Records contained in a dataset
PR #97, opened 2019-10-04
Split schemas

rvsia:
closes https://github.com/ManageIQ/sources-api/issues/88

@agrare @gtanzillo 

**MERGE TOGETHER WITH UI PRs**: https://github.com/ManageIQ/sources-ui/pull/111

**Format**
* * *
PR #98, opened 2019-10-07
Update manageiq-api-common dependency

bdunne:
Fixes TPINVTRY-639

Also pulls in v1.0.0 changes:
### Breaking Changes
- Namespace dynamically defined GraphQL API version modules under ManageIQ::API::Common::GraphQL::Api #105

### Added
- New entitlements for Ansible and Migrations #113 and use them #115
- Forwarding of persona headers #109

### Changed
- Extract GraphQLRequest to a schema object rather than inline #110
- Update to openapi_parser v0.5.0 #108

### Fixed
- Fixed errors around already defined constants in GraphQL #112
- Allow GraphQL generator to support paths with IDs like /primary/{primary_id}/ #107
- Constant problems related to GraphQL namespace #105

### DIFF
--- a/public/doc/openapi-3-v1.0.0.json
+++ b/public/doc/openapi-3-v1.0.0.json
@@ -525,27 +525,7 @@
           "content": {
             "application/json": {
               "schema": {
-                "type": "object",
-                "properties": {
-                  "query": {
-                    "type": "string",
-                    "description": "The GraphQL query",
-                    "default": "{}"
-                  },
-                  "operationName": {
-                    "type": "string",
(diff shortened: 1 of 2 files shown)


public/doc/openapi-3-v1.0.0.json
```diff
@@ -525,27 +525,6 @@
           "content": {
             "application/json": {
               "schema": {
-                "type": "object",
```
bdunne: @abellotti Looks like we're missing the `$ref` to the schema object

### What the task asks
The lines above that include "like" should each be listed.

### Answer for this exercise
- Allow GraphQL generator to support paths with IDs like /primary/{primary_id}/ #107
bdunne: @abellotti Looks like we're missing the `$ref` to the schema object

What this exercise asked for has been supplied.